Types and Risks Associated with Cardiac Surgery

Commentary - Archives of Clinical and Experimental Surgery (2022)

Types and Risks Associated with Cardiac Surgery

Jenny Cot*
Department of Surgery, Addenbrooke’s Hospital, Cambridge University Hospital NHS Trust, UK
*Corresponding Author:

Jenny Cot, Department of Surgery, Addenbrooke’s Hospital, Cambridge University Hospital NHS Trust, UK, Email:

Received: 01-Feb-2022, Manuscript No. EJMACES-22-58011; Editor assigned: 03-Feb-2022, Pre QC No. EJMACES-22-58011; Reviewed: 17-Feb-2022, QC No. EJMACES-22-58011; Revised: 22-Feb-2022, Manuscript No. EJMACES-22-58011; Published: 01-Mar-2022


Cardiac surgery, often known as cardiovascular surgery, is surgery performed on the heart or major blood vessels by cardiac surgeons. It’s frequently used to treat ischemic heart disease consequences (for example, with coronary artery bypass grafting), congenital heart disease, and valvular heart disease from a variety of causes, including endocarditis, rheumatic heart disease, and atherosclerosis. Heart surgery can be a medical emergency in some instances. A serious heart attack, for example, may necessitate immediate surgery. In some circumstances, heart surgery can be scheduled ahead of time. Some heart surgeries, such as heart bypass surgery for clogged arteries in the heart, are substantial operations. Other surgeries, such as the implantation of a pacemaker, are more minor heart procedures.

Types of cardiac surgery

Open-heart surgery: Any procedure in which a surgeon makes a major incision (cut) in the chest to open the rib cage and operate on the heart is known as open-heart surgery. The term “open” refers to the chest rather than the heart. The surgeon may potentially open the heart, depending on the type of surgery.

Modern beating-heart surgery: Surgeons began performing off-pump coronary artery bypass without cardiopulmonary bypass in the early 1990s. The heart continues to beat during these procedures, but it is stabilised to offer a nearly motionless work area in which to connect a conduit vessel that bypasses a blockage.

Heart transplant: In 1945, the Soviet pathologist Nikolai Sinitsyn successfully transplanted a heart from one frog to another frog and from one dog to another dog.
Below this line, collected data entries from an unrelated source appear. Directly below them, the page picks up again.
PR #2177, opened 2026-08-26
Add debug_log / debug_log_read utility functions

pvmm:
Add a simple debug message buffer to the utils namespace for use by Tcl scripts that need to send diagnostic output through the MCP server. Standard puts/stderr output is not visible to the MCP tools, so these functions accumulate messages in a buffer that can be read and cleared via `utils::debug_log` and `utils::debug_log_read`.

### DIFF
--- a/share/scripts/_utils.tcl
+++ b/share/scripts/_utils.tcl
@@ -168,6 +168,25 @@ namespace export file_completion
 namespace export filename_clean
 namespace export get_next_numbered_filename
 
+#
+# debug_log / debug_log_read
+#
+# Accumulates debug messages in a buffer that can be read via
+# debug_log_read. This is useful for sending diagnostic output
+# through the MCP server, which cannot see puts/stderr output.
+#
+variable _debug_log {}
+proc debug_log {msg} {
+	variable _debug_log
+	lappend _debug_log $msg
+}
+proc debug_log_read {} {
+	variable _debug_log
+	set result [join $_debug_log "\n"]
+	set _debug_log {}
+	return $result
+}
+
 } ;# namespace utils
 
 # Don't import in global namespace, these are only useful in other scripts.


share/scripts/_utils.tcl
```diff
@@ -168,6 +168,25 @@ namespace export file_completion
...
+# through the MCP server, which cannot see puts/stderr output.
+#
+variable _debug_log {}
+proc debug_log {msg} {
+	variable _debug_log
+	lappend _debug_log $msg
+}
+proc debug_log_read {} {
+	variable _debug_log
+	set result [join $_debug_log "\n"]
```
m9710797, line 185: Rather than forcing a `join` upon the user you could just return the list as is.
* Then the user could still do the `join` if he wants to.
* Or he can iterate over the original list. (And not pay the cost of `join` soon after (probably) followed by `split`).

This can make a difference when the messages send via `debug_log` can themselves contain `\n` characters. When you return the plain list the user can still see the original message boundaries. In the current code those boundaries are lost.

Maybe those boundaries don't matter. But I wonder why you collected in a list. If you know you always want to `join` you could instead do `append _debug_log $msg "\n"`  (notice `append` not `lappend`).

I don't know what's best. You know the use case better, you should decide (I'm only presenting 3 alternatives).

---

But taking a step back. Basically what you created is a thin wrapper around a global list variable. When I originally read the name `debug_log` I was thinking about very different functionality (so maybe we should not use the name `debug_log` here?).

And maybe rather than teaching the MCP about `debug_log` and `debug_read_log` we could teach it about Tcl global variables? So:
* replace `debug_log` with `lappend ::mcp_log $msg`.
* replace `debug_log_read` with `$::mcp_log` (+clear if needed).

Wouldn't that also be more flexible? Just one example: maybe what the MCP wants is a counter rather than messages (each with an increasing value).

m9710797 (commented):
Hi. Thanks for your PR.

Functionally this is correct. But I present 3 possible alternatives, You should choose.
* keep as is
* change towards list-based approach
* change towards string-based approach

But maybe more important: do we actually need this? Aren't there already more flexible mechanisms available in the Tcl language itself?

pvmm:
Not necessary anymore. I solved this on mcp-openmsx side.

Although the world’s first adult heart transplant was performed by a South African cardiac surgeon, Christiaan Barnard, utilising techniques pioneered by Shumway and Richard Lower, Norman Shumway is largely considered as the father of human heart transplantation.
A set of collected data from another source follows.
PR #2179, opened 2026-08-28
feat(macOS): updated the installer so it contains an Applications folder and a background

sndpl:
- Window sized exactly to the background art (600x403 points), with toolbar and status bar hidden.
- App icon and Applications shortcut centred in the two boxes drawn in the background. Because Finder renders an item's label beneath its icon, the icon+label block is centred as a unit, leaving even margins above and below.
- Titled openMSX <version> installer, shown in the title bar and Finder's path bar. This is the volume name, and it uses the plain release version rather than the git revision so it stays stable between builds.
- Background is Retina-ready: dmg_bg.png (600x403) and dmg_bg@2x.png (1200x806) are combined at build time into a multi-resolution TIFF via tiffutil. Finder lays the window out at the 1x size in points while drawing the 2x representation on Retina displays. (use the background from the site, also the same font)
- .background, .fseventsd and friends are pushed out of view.
- README.html is no longer included in the disk image (only contained obsolete information)

Previous installer looked like:
Screenshot 2026-08-28 at 09 39 18

New installer looks like:
Screenshot 2026-08-28 at 09 38 45


m9710797:
Description looks good, screenshots look good.
I had a brief look at the changed code: looks good to me. But I'm not really qualified to understand/review that code in detail.

@MBilderbeek can you review, or ask someone to do it? As shall we just merge this?

MBilderbeek:
@grauw or @gilbertfrancois can you review this?

gilbertfrancois:
I checked out the source, built it, and tested the DMG installer on macOS 26. It works great and gives a much more native-feeling install experience on Mac. Nice work!

One minor, purely subjective note: the background artwork is a bit taste-sensitive. Right now it uses a warm/creme-toned background, which can clash with a user's own desktop settings (dark/light mode, colored, tinted, or monochrome icon themes, etc.) — especially since this is still a Finder window, not the running app itself. A neutral option, transparent background with neutral gray lines and text, would adapt cleanly to whatever look the user already has, rather than imposing one.

To be clear, this is just my personal preference and not a blocker for merging.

Coronary artery bypasses grafting: Coronary artery bypass grafting, also known as revascularization, is a frequent surgical treatment that involves creating a new blood supply conduit for the heart and body in order to avoid clot development. This can be accomplished in a variety of methods, and the arteries used can come from various parts of the body.
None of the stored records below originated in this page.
PR #2181, opened 2026-08-29
fix(input): scale MSX mouse movement in host window coordinates

sndpl:
Since commit 396a7b0fa the host-to-MSX mouse scale was derived from OutputSurface::getPhysicalSize(), which is expressed in physical pixels. SDL reports mouse motion in window coordinates ('points'), and on macOS openMSX creates its window with SDL_WINDOW_ALLOW_HIGHDPI, so on a retina display those differ by the backing scale factor. The MSX pointer moved at half the speed of the host pointer. Measured with scale_factor 4: a 1280x960 point window has a 2560x1920 drawable, so the scale was 8 points per MSX pixel where it should be 4.

Two smaller problems in the same expression, and these do affect all platforms:
- it was an integer division, so in full screen the ratio got truncated. At 1080p with scale_factor 2 that gave 4 instead of 4.5;
- it used one scale for both axes, while 'horizontal_stretch' means MSX pixels are not drawn square. At the default of 280 the X axis needs to be about 14% faster than the Y axis to track the host pointer.

Add VisibleSurface::getMsxPixelSize(), which returns the on-screen size of a single MSX pixel per axis, in the same unit SDL uses for mouse coordinates. It converts the viewport from physical pixels to points via the window size, and takes 'full_stretch' and 'horizontal_stretch' into account. Mouse now uses that, keeping the sub-pixel remainder in a float so slow movements are still not lost.

Note that this scales for equal distance on screen, which is not the same as equal distance in MSX pixels when horizontal_stretch is not 320: the MSX pointer then crosses fewer MSX pixels per centimetre horizontally than vertically.

Trackball and Paddle keep their fixed SCALE of 2: they never used the display size, and neither is a 1:1 pointer device.

I only tested this on my macbook, so maybe somebody can check it on windows/linux. The software I used to test with was Dot Designer Club of T&E Soft.

### DIFF
--- a/src/input/Mouse.cc
+++ b/src/input/Mouse.cc
@@ -10,14 +10,16 @@
 #include "serialize_meta.hh"
 
 #include "Display.hh"
-#include "OutputSurface.hh"
 
-#include "Math.hh"
+#include "gl_vec.hh"
+
+#include "narrow.hh"
 #include "unreachable.hh"
 
 #include <SDL.h>
 
 #include <algorithm>
+#include <cmath>
 
 namespace openmsx {
 
@@ -32,6 +34,21 @@ static constexpr int PHASE_XLOW2  = 5;
 static constexpr int PHASE_YHIGH2 = 6;
 static constexpr int PHASE_YLOW2  = 7;
 static constexpr int STROBE = 0x04;
+
+/** Convert host mouse movement along one axis to a whole number of MSX
+  * pixels. The part that doesn't (yet) add up to a full MSX pixel is
+  * remembered in 'fraction', so that slow movements don't get lost.
+  * Note: rounding in a uniform direction (instead of towards zero) gives
+  * smoother output.
+  */
+static int scaleHostMotion(int delta, float scale, float& fraction)
+{
+	if (scale <= 0.0f) return 0;
+	float value = narrow_cast<float>(delta) + fraction;
+	float result = std::floor(value / scale);
+	fraction = value - (result * scale);
+	return narrow_cast<int>(result);
+}
 
 
 Mouse::Mouse(MSXEventDistributor& eventDistributor_,
@@ -87,7 +104,6 @@ void Mouse::unplugHelper(EmuTime /*time*/)
 	stateChangeDistributor.unregisterListener(*this);
 	eventDistributor.unregisterEventListener(*this);
 }
-
 
 // JoystickDevice
 uint8_t Mouse::read(EmuTime /*time*/)
@@ -239,21 +255,16 @@ void Mouse::signalMSXEvent(const Event& event, EmuTime time) noexcept
 	visit(overloaded{
 		[&](const MouseMotionEvent& e) {
 			if (e.getX() || e.getY()) {
-				// Note: regular C/C++ division rounds towards
-				// zero, so different direction for positive and
-				// negative values. But we get smoother output
-				// with a uniform rounding direction.
-				float scale = SCALE;
-				if (const auto* output = display.getOutputSurface()) {
-					scale = output->getPhysicalSize().y / 240;
-				}
-				auto qrX = Math::div_mod_floor(e.getX() + fractionalX, scale);
-				auto qrY = Math::div_mod_floor(e.getY() + fractionalY, scale);
-				fractionalX = qrX.remainder;
-				fractionalY = qrY.remainder;
+				// Scale host mouse movement such that the MSX pointer
+				// travels the same distance on screen as the host
+				// pointer. The scale differs per axis because MSX
+				// pixels are not drawn square (see 'horizontal_stretch').
+				auto scale = display.getMsxPixelSize().value_or(gl::vec2(SCALE, SCALE));
+				auto deltaX = scaleHostMotion(e.getX(), scale.x, fractionalX);
+				auto deltaY = scaleHostMotion(e.getY(), scale.y, fractionalY);
 
 				// Note: hostXY is negated when converting to MsxXY
-				createMouseStateChange(time, -qrX.quotient, -qrY.quotient, 0, 0);
+				createMouseStateChange(time, -deltaX, -deltaY, 0, 0);
 			}
 		},
 		[&](const MouseButtonDownEvent& e) {
--- a/src/input/Mouse.cc
+++ b/src/input/Mouse.cc
@@ -13,13 +13,12 @@
 
 #include "gl_vec.hh"
 
-#include "narrow.hh"
 #include "unreachable.hh"
 
 #include <SDL.h>
 
 #include <algorithm>
-#include <cmath>
+#include <cassert>
 
 namespace openmsx {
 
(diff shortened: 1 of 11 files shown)


uniskie:
Tested it, looks great.

src/input/Mouse.cc
```diff
@@ -33,6 +35,21 @@ static constexpr int PHASE_YHIGH2 = 6;
...
 
+/** Convert host mouse movement along one axis to a whole number of MSX
+  * pixels. The part that doesn't (yet) add up to a full MSX pixel is
+  * remembered in 'fraction', so that slow movements don't get lost.
+  * Note: rounding in a uniform direction (instead of towards zero) gives
+  * smoother output.
+  */
+static int scaleHostMotion(int delta, float scale, float& fraction)
+{
+	if (scale <= 0.0f) return 0;
```
m9710797: Can at this point `scale` be `<= 0.0f`? Can this be replaced with `assert(scale > 0.0f);`?

To me, at first sight, the `value_or()` protection on line 262, together with when `getMsxPixelSize()` return`nullopt` should make this condition impossible?

src/input/Mouse.hh
```diff
@@ -57,7 +57,7 @@ private:
 	int phase;
 	int xRel = 0, yRel = 0;               // latched X/Y values, these are returned to the MSX
 	int curXRel = 0, curYRel = 0;         // running X/Y values, already scaled down
-	int fractionalX = 0, fractionalY = 0; // running X/Y values, not yet scaled down
+	float fractionalX = 0.0f, fractionalY = 0.0f; // running X/Y values, not yet scaled down
```
m9710797: Detail: was like already like this in the old code, but now that we're changing it ...
Maybe it makes sense to combine these two into `gl::vec2 fractional`, and then use `fractional.x` and `fractional.y`. (And then maybe still in a later refactoring we could replace more scalar math with vector math?)

src/video/VisibleSurface.cc
```diff
@@ -353,6 +353,28 @@ std::optional<gl::ivec2> VisibleSurface::getMouseCoord() const
 	return gl::ivec2{mouseX, mouseY};
 }
 
+std::optional<gl::vec2> VisibleSurface::getMsxPixelSize() const
+{
+	auto physSize = gl::vec2(getPhysicalSize());
+	if ((physSize.x <= 0.0f) || (physSize.y <= 0.0f)) return {};
```
m9710797: I was wondering: "is it ever possible for a `VisibleSurface` to have no physicalSize"?
(If that's the case then we could return a plain `gl::vec2` (drop the `optional` part).

But then when I read the code, I can't easily prove it always has:
* `OutputSurface::m_physSize` seems to be filled on `calculateViewPort()`.
* The reason is that on every frame we allow for the window dimensions to have changed.
    * This is also a preparation for later to allow the MSX window to be docked in a larger ImGui window, and then that dock-space can be easily resized (without and SDL window resize events).
* But if we'd call `getMsxPixelSize` before `calculateViewPort()` is called then maybe this could happen?
    * Ah, but the `VisibleSurface` constructor calls `setViewPort()` and in turn calls `calculateViewPort()`. So now I think `m_physSize` will always be correctly initialized?

Could you confirm the above reasoning. It's a minor tweak. But it's always nice to eliminate impossible corner cases from the code: then we can count of `VisibleSurface::getMsxPixelSize()` to always give a meaningful result.

src/video/VisibleSurface.cc
```diff
@@ -353,6 +353,28 @@ std::optional<gl::ivec2> VisibleSurface::getMouseCoord() const
...
+
+	const auto& renderSettings = display.getRenderSettings();
+	auto viewSize = gl::vec2(renderSettings.getFullStretch() ? getPhysicalSize()
+	                                                         : getViewSize());
+	auto viewInPoints = viewSize * gl::vec2(narrow<float>(windowW), narrow<float>(windowH))
+	                  / physSize;
+
+	// The viewport shows 'horizontal_stretch' of the 320 MSX pixels per
+	// line, and always all 240 lines.
+	return viewInPoints / gl::vec2(renderSettings.getHorizontalStretch(), 240.0f);
```
m9710797: I think this is correct but I'd like to make two tweaks:

1) The full expression is something like:
```
auto t = a * b / c;
return t / d;
```
In general it's nice to transform that into:
```
return (a * b) / (c * d);
```
Reason is: division is more expensive than multiplication. (And we're compiling without `-ffast-math` so the compiler is not allowed to make this transformation for us).

2) In case of `getFullStretch() == true` we have:
```
auto t = getPhysicalSize() * gl::vec2(...) / physSize;
```
With `physSize == getPhysicalSize()`. So have a repeated call to `getPhysicalSize()` and then both multiply and divide by the same value. Try to eliminate that.

m9710797 (commented):
Looks good. I only have a few suggestions for possible simplifications/tweaks. (Some need a bit of investigation before they can be applied).

src/input/Mouse.cc
```diff
@@ -239,21 +255,16 @@ void Mouse::signalMSXEvent(const Event& event, EmuTime time) noexcept
...
-				}
-				auto qrX = Math::div_mod_floor(e.getX() + fractionalX, scale);
-				auto qrY = Math::div_mod_floor(e.getY() + fractionalY, scale);
-				fractionalX = qrX.remainder;
-				fractionalY = qrY.remainder;
+				// Scale host mouse movement such that the MSX pointer
+				// travels the same distance on screen as the host
+				// pointer. The scale differs per axis because MSX
+				// pixels are not drawn square (see 'horizontal_stretch').
+				auto scale = display.getMsxPixelSize().value_or(gl::vec2(SCALE, SCALE));
```
m9710797: Detail: our `gl::vecN` types have "broadcast" constructors (many vector-math libraries have).
So `gl::vec2(SCALE, SCALE)` can be simplified to `gl::vec2(SCALE)`.

src/video/VisibleSurface.cc
sndpl: Confirmed, with one correction to the premise. `setViewPort()` → `calculateViewPort()` does run in the `VisibleSurface` constructor (line 145), and the object cannot be reached from outside before that: `Subject::attach` only appends to a vector, `distributeEvent` queues rather than delivering (delivery is in `deliverEvents()` from the Reactor main loop), and `Display::videoSystem` is only assigned once `SDLVideoSystem`'s constructor has completed, until then `Display::getMsxPixelSize()` returns `nullopt` anyway.

The correction: "uninitialized" was never the risk. `gl::ivec2`'s default constructor zero-initializes (`gl_vec.hh:41`), so before `setViewPort()` it is a deterministic `(0,0)`, not garbage. 

So I've dropped the `optional` from `VisibleSurface::getMsxPixelSize()` and turned the guard in `scaleHostMotion` into an `assert`, as you suggested. I kept the `optional` one layer up on `VideoSystem`/`Display`, since `DummyVideoSystem` genuinely has no window — same reason `getOutputSurface()` returns `nullptr` there.

PS: I did let claude write a program to test this, it wrote a standalone SDL program with ALLOW_HIGHDPI and it reports drawable=1280x960 while minimized and while hidden, never 0×0 :)

m9710797:
Merged. Thanks!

Minimally invasive surgery: As a choice to open- heart medical procedure, which includes a five-to eight-inch entry point in the chest wall, a surgeon may perform an endoscopic procedure by making tiny cuts through which a camera and particular devices are embedded.


The advancement of cardiac surgery and cardiopulmonary bypass techniques has greatly reduced the mortality rates of these procedures. For instance, repairs of congenital heart defects are currently estimated to have 4–6% mortality rates.

The risk of neurological injury during heart surgery is a big issue. Stroke occurs in 2%–3% of all people who have heart surgery, and the probability is higher in patients who have other stroke risk factors. Postperfusion syndrome, sometimes known as “pumphead,” is a more modest consequence associated with cardiopulmonary bypass. Postperfusion syndrome’s neurocognitive symptoms were once assumed to be permanent, but they turned out to be temporary, with no long-term neurological impairment.

A prominent risk model called the EuroSCORE was developed to evaluate the performance of surgical units and individual surgeons. It takes a patient’s health data and attempts to quantify the likelihood that they will live to discharge using precalculated logistic regression coefficients. The EuroSCORE was used in the United Kingdom to provide a breakdown of all cardiothoracic surgery centres and to determine whether the units and their individual surgeons performed within an acceptable range.